Data excerpts section start

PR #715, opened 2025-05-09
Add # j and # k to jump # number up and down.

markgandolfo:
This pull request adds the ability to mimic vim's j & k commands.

Data excerpts section end
Data excerpts section start

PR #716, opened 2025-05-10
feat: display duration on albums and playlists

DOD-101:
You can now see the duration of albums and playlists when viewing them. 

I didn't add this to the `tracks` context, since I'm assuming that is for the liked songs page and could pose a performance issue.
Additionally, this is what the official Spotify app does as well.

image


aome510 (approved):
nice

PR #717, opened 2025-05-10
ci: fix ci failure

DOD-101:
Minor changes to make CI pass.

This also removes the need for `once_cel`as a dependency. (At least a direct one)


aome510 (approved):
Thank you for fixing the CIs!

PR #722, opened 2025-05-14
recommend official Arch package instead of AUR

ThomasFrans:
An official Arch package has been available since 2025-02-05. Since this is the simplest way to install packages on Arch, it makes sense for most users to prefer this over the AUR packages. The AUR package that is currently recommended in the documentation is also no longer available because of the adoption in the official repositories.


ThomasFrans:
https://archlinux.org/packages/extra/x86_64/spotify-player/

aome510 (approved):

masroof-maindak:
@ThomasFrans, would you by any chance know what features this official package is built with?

Data excerpts section end

*Exercise objective*
Report each line of the listing above that uses the word "what".

*Solution to this task*
Additionally, this is what the official Spotify app does as well.
@ThomasFrans, would you by any chance know what features this official package is built with?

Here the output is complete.